Música e imágenes

| CÉSAR WONENBURGER |

A CORUÑA

CRÍTICA MUSICAL

05 ene 2004 . Actualizado a las 06:00 h.

HOY ES cada vez más frecuente oír a algunos decir que la genuina «música clásica» de nuestro tiempo se encuentra en las bandas sonoras de películas. ¿Qué significa eso? ¿Acaso la música de Hans Zimmer para Gladiator tiene más interés que una sinfonía de John Corigliano, por ejemplo? Si se trata de llegar a audiencias amplias, efectivamente, nada como el cine, el gran arte popular, para captar nuevas masas de adeptos. Pero, ¿aceptarían de buen grado los melómanos que habitualmente asisten a las salas de concierto que se programasen suites entresacadas de las bandas sonoras de los filmes de éxito junto a sus raciones de Shostakovich -quien, por cierto, trabajó para el cine-, Mahler o Bruckner?

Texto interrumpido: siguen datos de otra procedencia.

PR #2537, opened 2023-10-11
feat: component builder proxies 

asalzburger:
This PR introduces the proxy system for building the new Detector model.

When parsing the Geometry modeller (DD4Hep, GeoModel, etc.), this can populate proxies, i.e. a description how the builder should be set up. 
In a second step, a helper module will fill the remaining space with empty volumes - and complete the proxy tree.

Finally the top level builder can be constructed from a fully deployed proxy tree.


Core/include/Acts/Detector/ComponentBuilderProxy.hpp
```diff
@@ -0,0 +1,168 @@
...
+
+  /// The transform
+  Transform3 transform = Transform3::Identity();
+
+  /// Request the builder of this object
+  std::shared_ptr<const IDetectorComponentBuilder> builder() const {
+    if (std::holds_alternative<VolumeProxy>(this->holder)) {
+      return std::get<VolumeProxy>(this->holder).builder;
+    } else {
+      std::runtime_error(
```
paulgessinger, line 75:
```suggestion
      throw std::runtime_error(
```

Core/include/Acts/Detector/ComponentBuilderProxy.hpp
```diff
@@ -0,0 +1,168 @@
...
+  };
+
+  /// The proxy name - this needs to be uniuque
+  std::string name = "";
+
+  /// The Parent proxy, optionally set
+  std::shared_ptr<ComponentBuilderProxy> parent = nullptr;
+
+  /// The volume proxy, optionally set
+  std::variant<VolumeProxy, ContainerProxy> holder = VolumeProxy{};
```
paulgessinger, line 59: If I'm reading correctly what you're doing with this, wouldn't this be much easier done using another interface and inheriting from it? Then you can get rid of the manual checking of alternatives, and just use virtual function calls, maybe.

Core/include/Acts/Detector/ComponentBuilderProxy.hpp
```diff
@@ -0,0 +1,168 @@
...
+  /// @brief  Definition of a container
+  struct ContainerProxy {
+    /// The binning instruction
+    std::vector<BinningValue> binning = {};
+    /// The contained component builders, in case of a container builder
+    std::vector<std::shared_ptr<ComponentBuilderProxy>> children = {};
+  };
+
+  /// The proxy name - this needs to be uniuque
+  std::string name = "";
```
paulgessinger, line 53: Do these have to be settable from the outside? Otherwise I'd suggest following the usual naming of `m_name` etc, and then also renaming the method arguments in this class to not be single letters, where possible.

Core/include/Acts/Detector/ComponentBuilderProxy.hpp
```diff
@@ -0,0 +1,168 @@
...
+  }
+
+  /// @brief Create a child volume proxy
+  ///
+  /// @param n The name of the child volume proxy
+  /// @param t The transform of the child volume proxy
+  /// @param bt The boundary type of the child volume proxy
+  /// @param bv The boundary values of the child volume proxy
+  /// @param b The builder of the child volume proxy
+  std::shared_ptr<ComponentBuilderProxy> addChildVolumeProxy(
```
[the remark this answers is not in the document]
asalzburger: Fair enough, this can be changed.

Core/include/Acts/Detector/ComponentBuilderProxy.hpp
```diff
@@ -0,0 +1,168 @@
...
+    std::vector<BinningValue> binning = {};
+    /// The contained component builders, in case of a container builder
+    std::vector<std::shared_ptr<ComponentBuilderProxy>> children = {};
+  };
+
+  /// The proxy name - this needs to be uniuque
+  std::string name = "";
+
+  /// The Parent proxy, optionally set
+  std::shared_ptr<ComponentBuilderProxy> parent = nullptr;
```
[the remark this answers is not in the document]
asalzburger: I think the link to the parent is not needed, actually, the building call will be a direct tree call:
-> starting from the top builder downwards.

I will remove the parent then.

Core/include/Acts/Detector/ComponentBuilderProxy.hpp
asalzburger: I would have to do dynamic_cast then, I don't mind - either way works.

Core/include/Acts/Detector/ComponentBuilderProxy.hpp
asalzburger: In general, if the name of the proxies are used to then generate the builder tools (that's their only reason to be there), then it could be useful to harmonise namings when the full tree is constructed, but again, that's not really necessary.

Core/include/Acts/Detector/ComponentBuilderProxy.hpp
paulgessinger: But can't you have a method which just returns what you create in the `if`/`else` now?

Core/include/Acts/Detector/ComponentBuilderProxy.hpp
```diff
@@ -0,0 +1,168 @@
...
+    proxy->boundsType = bt;
+    proxy->boundaryValues = bv;
+    proxy->holder = VolumeProxy{b};
+    if (std::holds_alternative<ContainerProxy>(this->holder)) {
+      std::get<ContainerProxy>(this->holder).children.push_back(proxy);
+    } else {
+      throw std::runtime_error(
+          "ComponentBuilderProxy::addChildVolumeProxy() - "
+          "Cannot add a child volume proxy to a non-container proxy");
+    }
```
paulgessinger, line 134: And here you could do `addChild` which throws for the derived class which cannot have child volume proxies.

Core/include/Acts/Detector/ComponentBuilderProxy.hpp
paulgessinger: I see your point. In the rest of the code base we really only expose members if we expect them to be set from other classes etc, and we prefix internal members with `m_`, among other things so we have fewer naming issues, and that it's clear that it's a member variable.

Core/include/Acts/Detector/ComponentBuilderProxy.hpp
```diff
@@ -0,0 +1,168 @@
...
+  /// The boundary values - to be interpreted together with boundary type
+  std::vector<ActsScalar> boundaryValues = {};
+
+  /// The transform
+  Transform3 transform = Transform3::Identity();
+
+  /// Request the builder of this object
+  std::shared_ptr<const IDetectorComponentBuilder> builder() const {
+    if (std::holds_alternative<VolumeProxy>(this->holder)) {
+      return std::get<VolumeProxy>(this->holder).builder;
```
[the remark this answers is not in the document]
asalzburger: True, of course.

Core/include/Acts/Detector/ComponentBuilderProxy.hpp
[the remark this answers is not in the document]
asalzburger: Changed to a bare pointer.

Core/include/Acts/Detector/ComponentBuilderProxy.hpp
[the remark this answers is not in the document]
asalzburger: Actually, there return of the object is not necessary - so, first I will change this into void, then we can see - probably internally I will still need something copyable.

asalzburger:
Closing this one, the development is superseded by #2550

Seguramente no. La música cinematográfica, fuera de las pantallas, tiene que luchar contra su propia especificidad: su fin es reforzar nuestras reacciones emocionales ante las escenas filmadas; de ahí que sólo cobre todo su auténtico sentido cuando se escucha en compañía de las imágenes para las que fue pensada. Pero además, la concepción industrial del cine obliga a la común realización de productos estandarizados, que tienen como único objetivo atraer al mayor número de público, sin distinción: el creador de bandas sonoras, como parte de ese proceso, debe por tanto aplicar todo su oficio a elaborar una música que guste, aunque eso le obligue a renunciar a su propia búsqueda estética y dedicarse, a menudo, a explotar fórmulas muy trilladas. Melodías inolvidables La música de cine, que sin duda ha aportado algunas partituras gloriosas -melodías inolvidables, elaboradas construcciones sinfónicas-, no es el ámbito donde el melómano satisfará sus más altas expectativas; si no más probablemente en obras concebidas para las salas de concierto, quizá fruto de encargos, pero liberadas de tener que servir como pieza del engranaje de una película, su significado predeterminado por las imágenes. Dicho esto, no hay ningún reparo a gozar de vez en cuando en un concierto con esos fragmentos musicales que evocan recuerdos de nuestra memoria cinéfila: desde las andanzas romanas de Anita y Marcello a ritmo del siempre audaz Rota hasta los más recientes, estilizados combates de Tigre y Dragón con música de Tan Dun, el compositor chino de moda. Si se cuenta con un instrumento de primera fila, como la OSG, capaz de disfrutar en cualquier empeño, y con un director conocedor de lo que tiene entre manos, Paul Bateman, todo es posible. Palacio de la Ópera.